Selecting the right construction lender for your student housing project is often as important as choosing the right contractor, leasing manager and rental rates for your property. Closing and construction delays that cause a missed opening date can drastically reduce returns and stigmatize a project that can take years to overcome.
The borrowing market is very attractive right now, with lenders lining up to lend money for a quality project. However, as we all know, this business is cyclical and there will be a time, typically sooner than the market thinks, when a developer needs a lender to act like a partner too. Because of that, it’s important for the lender to not try to squeeze the last basis point out of a loan spread or upfront fee, but work with the developer as a long term client. Construction loans need to work for both parties, the borrower and the lender.
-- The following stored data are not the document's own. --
PR #4081, opened 2021-03-14
Update pihole-FTL.conf.5 - specify comment formats

jgrisham:
; Use a semi-colon as a comment character
; FTL is a C program and accepts # and ; comment markers
;  ... but the web interface requires ; as it uses the php 'parse-ini-file' command
; /var/www/html/admin/scripts/pi-hole/php/FTL.php:23

---
Update man page (pihole-FTL.conf.5) for the FTL configuration file to document the valid way(s) to comment a line or part of a line.

This does NOT alter any code files.

I added a sentence or two near the beginning of the man file

Only this, but putting this same information somewhere on the documentation website might be helpful as well.

---

Signed-off-by: Jim Grisham <pi-hole_github@jimgrisham.com>


PromoFaux:
I'm kinda OK with this change, but will defer to @DL6ER for an approval/decision.

My only reservation is that we are working in the background on changes to the web interface - and php _should_ become a thing of the past.

DL6ER:
> FTL is a C program and accepts # and ; comment markers

In fact, FTL is smart enough to detect comments without the need for any indicators of a comment. Comments in-line are not explicitly supported. Did you test that this works? I think something like
```
BLOCKINGMODE=IP ; We do this for fun
```
is invalid.

However,
```
We do this for checking stuff
DEBUG_DATABASE=true

???? What is this doing ????
WHATEVER_SETTING=whatever-value
```

and so on are all valid examples. Due to the mentioned limitation of the (current / still) web interface, I'd phrase it differently, don't even point to the web interface but just say `;` at line beginning are fine. They surely don't hurt.

jgrisham:
@DL6ER I'm not sure if I tried inline comments as your example. _(Had I done so and then reloaded FTL with the web interface, PHP may have stripped those inline comments before FTL ever actually had a chance to see them)._

The problem I ran into as an end-user _(before digging into the weeds here)_ was that I initially used '#' for comments _(since I'm used to that working in shell scripts)_.  Apparently it wasn't just me:
- The default main config "[01-pihole.conf](https://github.com/pi-hole/pi-hole/blob/master/advanced/01-pihole.conf)" that pi-hole installs for _dnsmasq_ uses '#' for comments.
- [This ](https://aur.archlinux.org/cgit/aur.git/tree/pi-hole-ftl.conf?h=pi-hole-ftl)is 3rd party, but it's still out there.
- [This old commit](https://github.com/pi-hole/pi-hole/commit/f2c675cff64a99bd66f913fbeff4bec5d816a21d#diff-fdb44a50fa29f8f6f825d130de9fb4611a64c6ab2104ef0c2782ce3652beebb1) comes up as one of the top results when you search this repo for "pihole-FTL.conf".
- For those installing _unbound_ alongside _pi-hole_, unbound allows "#" comment lines.

That worked fine with FTL during system startup and when running / reloading from the command line.

A few weeks later, I discovered it was not possible to reload FTL using the web interface. I hadn't used PHP _(or any .ini files)_ in probably 20 years, so didn't even know / remember that ';' might have been an option. 

------------

**Summary**: While I personally understand how this works now*, we can prevent others' future pain with documentation. 

The [text ](https://github.com/pi-hole/pi-hole/pull/4081/files)inside my commit says _(formatted for man)_:
```
/etc/pihole/pihole-FTL.conf will be read by \fBpihole-FTL(8)\fR on startup.
.br
Comments may start with ';' or '#' (anywhere in a line), but as the Pi-hole web front-end currently relies on the PHP 'parse-ini-file' routine to read this file, use ';' unless you do not plan on installing the web interface.
.br
For each setting the option shown first is the default.
.br
```

If I understand you correctly, we can make that more technically correct by changing the middle sentences to:

> Comments may start with ';' or '#' (at the beginning of a line), but as the Pi-hole web front-end currently relies on the PHP 'parse-ini-file' routine to read this file, use ';' unless you do not plan on installing the web interface.

Once the web interface no longer uses PHP, that part can be removed. _(The reason I mentioned that at all is so that if in 5 years, if we forget to take it out, do one will have to wonder "why does this say we need to use semicolons for comments?")_

If we just say...

> To add comments to the configuration file, use a semicolon at the beginning of every line that FTL should ignore. pihole-FTL will ignore any lines starting with a semicolon.

... or ...

> Comments may be included as long as the line starts with ';' or '#'.

... will that make sense after we remove the PHP dependency if someone forgets to change the documentation again?


If you want simplicity:

>  "**Do not use # for comments** or you may break your ability to reload FTL with the web interface. Configuration lines beginning with a semicolon will be ignored by FTL."

--------------

That covers us in case there are some other unknown characters (e.g. tabs, non-breaking spaces, etc.) that will make FTL.php unhappy while it is still with us. Rephrasing your example:
```
暁による最終変更：

Мы делаем это для проверки
DEBUG_DATABASE=true

WHATEVER_SETTING=whatever-value
Don't use WHATEVER_SETTING=different-value
```

---
_   * For reference, my pihole-FTL.conf now begins with:

```
; This is a php-style .INI file used by
;   /var/www/html/admin/scripts/pi-hole/php/FTL.php:23
;      ... and ...
;  /usr/bin/pihole-FTL
;
; Use a semi-colon as a comment character
; FTL is a C program and accepts # and ; comment markers
;  ... but the web interface requires ; as it uses the php 'parse-ini-file' command
;
; Details: man pihole-FTL.conf
;          https://docs.pi-hole.net/ftldns/configfile/
;          https://github.com/pi-hole/pi-hole/commit/b2fb3fd35aa8858269d865d5fbc5c2074b0fe04a
;
; Reload: sudo killall -SIGHUP pihole-FTL
```

DL6ER:
I'm just trying to make things as easy as possible for users. Some have no clue what PHP even is. So if we simply say comments should start with `;` then this shouldn't cause any issues.

yubiuser:
Are you going to continue to work on that PR?

jgrisham:
> Are you going to continue to work on that PR?

Oops.

I’ll try to look at it when I’m back in the office on Tuesday; honestly after responding to the last comment I had forgotten it was still open _(I incorrectly assumed* that if the approvers thought this was a good idea they would have tweaked it to their liking prior to merging/‘pulling’ … or just closed it without action long ago)_.

Thanks for the poke!

 \- Jim

- - - -
\* _(I’m far more of an end user / data modeler / tech writer than a programmer - and my limited programming experience involved mostly hardware drivers and ‘old-timey’ languages; at the time this was probably one of my first ever PR-style contribution attempts)_

yubiuser:
> So if we simply say comments should start with ; then this shouldn't cause any issues.

Unfortunately, there is a place where issues occur: gravity update
https://github.com/pi-hole/pi-hole/pull/4081

jgrisham:
@yubiuser Good catch.

Well, that’s awkward … 

So, perhaps no comment delimiters can be allowed in `pihole-FTL.conf` until either

1. the new web interface (eliminating php) is eliminated?
2. we modify `update_gravity.sh` to preprocess `pihole-FTL.conf` _(e.g. with `sed`)_ to make any input `bash`-safe?
3. have one process that parses configuration files, so they aren’t read directly by `php` nor by any shell scripts _(but as long as the web interface can **write** to the configuration file, that doesn’t seem workable)_
4. perhaps _(I haven’t tested this)_, it would be possible to escape the offending character from the attention of either `php` _(e.g. use something like `\#`)_ or `bash` _(e.g. something like `\;`)_
5. … ?

yubiuser:
My vote would be either to recommend
> no comment delimiters can be allowed in pihole-FTL.conf

or

> the combination of #;

(in case this works for the OP in #4444)

Tuxdude:
For the issue reported in #4444, I can confirm that using `#;` to begin the comment lines work with both the UI (`php`) and with the `updateGravity` command line.

jgrisham:
I’ve updated `pihole-FTL.conf.5`to state that any comments lines in `pihole-FTL.conf` files should begin with the two-character delimiter `#;`.

As soon this can be validated as suggested below\*, I’ll `git rebase` the branch to both _squash_ the commits as well as add the missing _DCO signoffs_.

\* _(I probably won’t be back at a computer until sometime next week, so if someone feels like testing this in the meantime, please report what specifically was tested and if `FTL` started back up without error afterwards!)_
- - - -

<details><summary>Validation testing suggestions</summary>

Since `#;` does indeed appear to work, we should test it followed by otherwise _potentially illegal_ characters _(i.e. those likely to be used in a comment; e.g. `@$&()%-+//!{}<>~_|…§€£^`)_ in the following circumstances:

1. indented by spaces
2. indented by tabs
3. indented by spaces followed by tabs, and the opposite
4. following a valid configuration string _(e.g. `MAXDBDAYS=90 #; five fortnights is too long for us!`)_

… in each of the following modes, checking logs for any errors or warnings and making sure that in each case `FTL` is running afterwards:
A. `pihole updateGravity`
B. restart `FTL` using the web interface _(ideally after changing any FTL setting that exists in that interface)_
C. reboot / cold boot _(or at least cleanly exit `pihole-FTL` and restart it directly from the command-line _(probably redundant with ‘B’)_
</details>

yubiuser:
@jgrisham 

We removed `pihole-FTL.conf.5` completely (https://github.com/pi-hole/pi-hole/pull/4489#pullrequestreview-841221345)  because it was horribly outdated. We decided to keep the documentation online only need to maintain it in one place.

However, I think adding a note how comments work in `pi-hole.conf` is a good and necessary thing. We do see bug reports from time to time about it (https://discourse.pi-hole.net/t/syntax-error-after-pihole-up/51929).

My first idea was to add it to `pihole-FTL.conf` directly, but this requires us to be careful as we don't want to overwrite existing configuration option. And/or we could add a `pihole-FTL.conf` template which gets installed on every **fresh** install.
But a not to the documentation right at the top should be made anyway: 
https://docs.pi-hole.net/ftldns/configfile/

jgrisham:
@yubiuser Instead of removing `pihole-FTL.conf.5` completely, but to avoid maintaining documentation in two places, perhaps the `man` page(s) could contain just one line: 
- the URL to the versioned _(hopefully)_ documentation. 

_(This would be especially helpful to those who only use text-based terminals*. e.g. `man pihole-FTL.conf | sed … | curl … | <some html-text-converter> | less` or `man pihole-FTL.conf | sed … | lynx / links2`)_

Thanks for the update!

- - - -
_\* As a very specific example, most of my semi-annual _Pi-Hole_ updates occur on a headless RPi via a ssh app on an iPad. (Switching between browsers and the terminal emulator on mobile devices often causes one or both to reload a connection.)_
- - - -
_(Once nice thing about `man` or `info` pages is that they travel with the source code, and so are by default version-controlled. Whether someone is running an old version or a bleeding-edge alpha, they can always hypothetically be kept synchronized. The same can’t always be said for web-based documentation, especially following a redesign.)_

Long-term, perhaps both `man`, `info`, and web-based documentation can all be automatically be generated from a ‘single source of truth’.

DL6ER:
> Long-term, perhaps both man, info, and web-based documentation can all be automatically be generated from a ‘single source of truth’.

This is planned for v6.0, albeit directly in the config file.
See a config file example of the current development version here: https://github.com/pi-hole/FTL/blob/new/http/test/pihole-FTL.toml

yubiuser:
I added a link to the online resource in the manpage of pihole-FTL in the above linked PR 😉

yubiuser:
I'm going to close the PR as we removed the man page entirely (https://github.com/pi-hole/pi-hole/pull/4489) added a `pihole-FTL.conf` file on new installations with comment syntax information (https://github.com/pi-hole/pi-hole/pull/4496) and extended the online documentation (https://github.com/pi-hole/docs/pull/630)

PR #4103, opened 2021-04-02
Obtain FTL's PID from the PID file

DL6ER:

---

Obtain FTL's PID from the PID file instead of relying on `pkill` finding the right process by itself. This allows the script to work in even when FTL is running inside the memory checker `valgrind`.

Try to obtain FTL's PID from the PID file. If this fails, try to identify the main process using `pgrep --oldest`. If this fails as well, we can safely assume FTL is not running and should show a hint instead of throwing an error.

None

### DIFF
--- a/pihole
+++ b/pihole
@@ -108,25 +108,14 @@ getFTLPID() {
     pid="$(<"$FTL_PID_FILE")"
     # Verify that the value read from the file is numeric
     if [[ "$pid" =~ [^[:digit:]] ]]; then
-      # If no, unset the variable so we use pgrep in the next step
+      # Exploit prevention: unset the variable if there is malicious content
       pid=
     fi
   fi
 
-  # If no PID file is available, try to get a PID from pgrep
-  if [ -z "$pid" ]; then
-    # Use --oldest to get the main process of FTL (all TCP workers are created
-    # after the main process has been started)
-    pid="$(pgrep --oldest pihole-FTL)"
-  fi
-
-  # If we still have no PID, FTL is not running, substitute negative PID to
-  # signal this to the caller
-  if [ -z "$pid" ]; then
-    pid="-1"
-  fi
-
-  echo "$pid"
+  # If FTL is not running, or the PID file contains malicious stuff, substitute
+  # negative PID to signal this to the caller
+  echo "${pid:=-1}"
 }
 
 restartDNS() {
--- a/pihole
+++ b/pihole
@@ -16,6 +16,7 @@ readonly PI_HOLE_SCRIPT_DIR="/opt/pihole"
 # error due to modifying a readonly variable.
 setupVars="/etc/pihole/setupVars.conf"
 PI_HOLE_BIN_DIR="/usr/local/bin"
+readonly FTL_PID="/run/pihole-FTL.pid"
 
 readonly colfile="${PI_HOLE_SCRIPT_DIR}/COL_TABLE"
 source "${colfile}"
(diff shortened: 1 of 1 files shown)


DL6ER:
This change is needed as found in https://github.com/pi-hole/FTL/issues/960#issuecomment-812091473

pihole
```diff
@@ -16,6 +16,7 @@ readonly PI_HOLE_SCRIPT_DIR="/opt/pihole"
 # error due to modifying a readonly variable.
 setupVars="/etc/pihole/setupVars.conf"
 PI_HOLE_BIN_DIR="/usr/local/bin"
+readonly FTL_PID="/run/pihole-FTL.pid"
```
dschaper, line 19: Be specific that this is a file.
```suggestion
readonly FTL_PID_FILE="/run/pihole-FTL.pid"
```

pihole
```diff
@@ -98,8 +99,38 @@ versionFunc() {
...
+
+  # If we still have no PID, FTL is not running, substitute negative PID to
+  # signal this to the caller
+  if [ -z "$pid" ]; then
+    pid="-1"
+  fi
+
+  echo "$pid"
+}
+
```
dschaper, line 131: This uses some bashisms and really should be POSIX, but you know....

```suggestion
# Get PID of main pihole-FTL process
getFTLPID() {
  local ftl_pid
 
  if [ -s "${FTL_PID_FILE}" ]; then
    # -s: FILE exists and has a size greater than zero
    ftl_pid="$(<"$FTL_PID_FILE")"
    # Verify that the value read from the file is numeric
    if [[ "$ftl_pid" =~ [^[:digit:]] ]]; then
      # If pid value is not numeric then try to get a PID from pgrep
      # Use --oldest to get the main process of FTL (all TCP workers are created
      # after the main process has been started) OR use sentinel value to show pgrep failure
      ftl_pid="$(pgrep --oldest pihole-FTL)" || ftl_pid="-1"
    fi
  fi
  
  # echo the pid value found or -1 if variable is still unset
   echo "${ftl_pid:=-1}"
}

```

dschaper (changes requested):

pihole
DL6ER: This has been borrowed from
https://github.com/pi-hole/pi-hole/blob/cbfb58f7a283c2a3e7aad95a834a0287175ccb24/advanced/Scripts/piholeDebug.sh#L133

I'm happy to change this.

pihole
DL6ER: The proposed change would change behavior as we'd never try to get the PID through `pgrep` if the PID file is absent (or empty).

pihole
DL6ER: Pushed as a separate commit instead of amending to ease the review process. We can squash the entire thing in the end.

pihole
DL6ER: I pushed yet another commit addressing the issue that a system with a missing PID file is problematic.

pihole
```diff
@@ -98,8 +99,25 @@ versionFunc() {
...
+# Get PID of main pihole-FTL process
+getFTLPID() {
+  local pid
+
+  if [ -s "${FTL_PID_FILE}" ]; then
+    # -s: FILE exists and has a size greater than zero
+    pid="$(<"$FTL_PID_FILE")"
+    # Exploit prevention: unset the variable if there is malicious content
+    # Verify that the value read from the file is numeric
+    [[ "$pid" =~ [^[:digit:]] ]] && pid=
```
dschaper, line 111: Do you want to set `pid` to empty or actually `unset pid`?

DL6ER: I don't care as long as it trips `${FOO:=val}`. Should happen both for unset and empty.

dschaper: `bash` style would be to use `unset`. `c` style would be to set it to nothing and let garbage collection handle it. 

Can we use `unset` for a purely stylistic reason?

dschaper:
```suggestion
    [[ "$pid" =~ [^[:digit:]] ]] && unset pid
```

dschaper (approved):

dschaper:
Dev or 5.3?

PromoFaux:
5.3 plz

dschaper (approved):

PR #4122, opened 2021-04-14
HotFix release v5.3.1

dschaper:
---

Hotfixes for release v5.3.


dschaper:
Looks like the splashpage is now complete again with href links and you can use `#` as the port separator for custom DNS.

Checked with `pihole checkout core release/v5.3.1` for those two issues.

DL6ER (commented):
Approved (better later than never!)

PR #4130, opened 2021-04-16
Read local.list IPs from "ip a" not setupVars.conf

DL6ER:

---

Fix a bug reported on Discourse (see below).

Instead of relying on the correct IP address being in `setupVars.conf`, we should add all available addresses to `local.list`. FTL uses the option `localise-queries` that will pick the most appropriate one (arriving interface dependent) for the requesting client.

None

### DIFF
--- a/gravity.sh
+++ b/gravity.sh
@@ -47,16 +47,6 @@ domainsExtension="domains"
 setupVars="${piholeDir}/setupVars.conf"
 if [[ -f "${setupVars}" ]];then
   source "${setupVars}"
-
-  # Remove CIDR mask from IPv4/6 addresses
-  IPV4_ADDRESS="${IPV4_ADDRESS%/*}"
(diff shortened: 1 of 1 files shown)


DL6ER:
This PR still has a bit of a drawback by relying on the IP addresses at `pihole -g` run time (not accounting for frequently changing GUA addresses, etc.). The alternative solution would be to remove the handling of the hostname and `pi.hole` *entirely* from gravity and move into FTL to be done at run time. This would always pick up the correct IP address for all the interfaces.

@dschaper @PromoFaux What do you say?

PromoFaux:
For the latter part, as long as performance wasn't affected - I'd personally say that's a grand idea! Although I can't really comment on GUA stuff, because IPv6 & me don't get on very well...

dschaper:
I'll have to think about it and that's going to need a few days to do.

DL6ER:
Superseded by #4131

PR #4131, opened 2021-04-16
Handle pi.hole and hostname in FTL instead of local.list

DL6ER:

---

Fix an issue with gravity not working correctly when the (now optional) `IPV4_ADDRESS` and `IPV6_ADDRESS` variables are removed from `setupVars.conf`.

Do not put the hostname and `pi.hole` into `local.list` - this will be handled by FTL (https://github.com/pi-hole/FTL/pull/1111)

Also remove some other places where we expect the variable to be present in the system and modify the debugger to test all interfaces (on all addresses) instead of one from the one address in `setupVars.conf`:

Screenshot from 2021-04-16 12-21-08
(default, `NULL` blocking mode)

Screenshot from 2021-04-16 12-15-30
(`IP` blocking mode)

### This PR supersedes #4130

None

### DIFF
--- a/advanced/Scripts/chronometer.sh
+++ b/advanced/Scripts/chronometer.sh
@@ -498,10 +498,6 @@ chronoFunc() {
         printFunc " RAM usage: " "$ram_perc%" "$ram_info"
         printFunc " HDD usage: " "$disk_perc" "$disk_info"
 
-        if [[ "$scr_lines" -gt 17 ]] && [[ "$chrono_width" != "small" ]]; then
-            printFunc "  LAN addr: " "${IPV4_ADDRESS/\/*/}" "$lan_info"
-        fi
-
         if [[ "$DHCP_ACTIVE" == "true" ]]; then
             printFunc "DHCP usage: " "$ph_dhcp_percent%" "$dhcp_info"
         fi
--- a/advanced/Scripts/piholeDebug.sh
+++ b/advanced/Scripts/piholeDebug.sh
@@ -863,8 +863,9 @@ dig_at() {
     # Set more local variables
     # We need to test name resolution locally, via Pi-hole, and via a public resolver
     local local_dig
-    local pihole_dig
     local remote_dig
+    local interfaces
+    local addresses
     # Use a static domain that we know has IPv4 and IPv6 to avoid false positives
     # Sometimes the randomly chosen domains don't use IPv6, or something else is wrong with them
     local remote_url="doubleclick.com"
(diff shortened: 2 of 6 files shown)


advanced/Scripts/piholeDebug.sh
```diff
@@ -1032,7 +1051,7 @@ parse_file() {
     local file_lines
     # For each line in the file,
     for file_lines in "${file_info[@]}"; do
-        if [[ ! -z "${file_lines}" ]]; then
+        if [[ -n "${file_lines}" ]]; then
```
DL6ER, line 1054: Stickler complaint I had to address

PromoFaux:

This will pay off for developers in the long term. Stonemont Financial Group always makes sure to treat its lenders as partners.
There are a few things that developers need to focus on when selecting a lender: does the lender work specifically in the student housing industry? What is their approach to the closing process? Are you both on the same page when it comes to the nitty-gritty details, and what are the lenders monitoring and reporting requirements?
Do your homework on a lender
There are many lenders out there willing to work with you, but the question you need to ask is do they have experience lending in student housing projects? Many lenders entering the market today are coming out of the multifamily sector. While similar, opening on time is much more important in the student housing business. A lender should understand that.
It’s also important to note that lenders are most comfortable providing capital on projects where the bank has a geographical presence. If they do not, there could be unforeseen surprises that can come up when the lender goes up the chain to the credit committee.
If it is a first time lender for you, ask for references. You should be looking for any surprises that others may have seen during the closing process and funding during construction. A developer needs to do their due diligence on the lender as much as the lender will do on the developer. Ask about how they have dealt with delayed projects in the past. In their answer, be sure to look for a desire from them to work with their borrower in the case of unforeseen delays.
The closing process is vital. A lender should provide a full due-diligence list early on in the closing process. In addition to traditional real estate due diligence (appraisal, environmental, survey, etc.), this should include business items, such as property pro forma. Most banks today have to order an appraiser in-house, rather than accepting one provided by the borrower. It is important to understand the timing of this, as well as insuring they use nationally known appraisal firms that understand the student housing business.
Make sure you both are on the same page
Do they agree with your pro forma? It is in a developer’s interest to show the lender a pro forma with “stressed” NOI, including rents about 10 percent lower than expectations, a reasonable vacancy assumption and more than sufficient property reserves. Lenders will size the loan based on a debt yield (property NOI divided by loan amount), typically looking for between 8 and 9.5 percent. If you can achieve their desired yield on this “stressed” pro forma, you will sleep much better during the lease-up period, allowing you to focus on an on-time delivery.
Do they agree with the construction budget? In addition to your known hard and soft costs, be sure to include a sufficient contingency, typically around 4 percent of costs. It is also important to know that if the project comes in under budget, will your lender allow you to draw down the rest of the committed loan amount? A good relationship lender will allow you to fund the rest of the loan to get a head start on project-related items such as operating reserves or capital reserves.
What is the required recourse? It is typical for the developer to provide recourse during construction. However, the amount of recourse should reduce upon issuance of a certificate of occupancy and hopefully be eliminated upon project stabilization (as measured by stabilized debt yield).
Monitoring process and reporting requirements
Most lenders will contract with a third party to visit the site monthly to ensure progress and sign off on construction draws. This should be a nationally known firm with the resources to guarantee timely inspection and sign off. You need to understand exactly what they are looking for on their inspection. This third party will also need to sign off on the initial construction budget to ensure it is sufficient to complete the project on time.
Most lenders also have reporting requirements. One report will be during the construction period and should just be their third party inspector report. The second is post-construction, which should include property financials and guarantor financials.
In selecting the right lender, start with your existing relationships. If none of your existing relationships seem right for the market or they do not have student housing experience, ask them for references. If you need to go to a new lender, start with well-capitalized banks in the market where you are developing — again, banks like to lend in markets where they have a presence. If you can begin with a reference from one of your existing lenders, that will put the banker at ease on a first call.
— Brice Willis is the vice president, capital markets, of Stonemont Financial Group, a national real estate investment firm specializing in providing capital for single-tenant build-to-suit developments and sale-leasebacks, as well as student housing investments.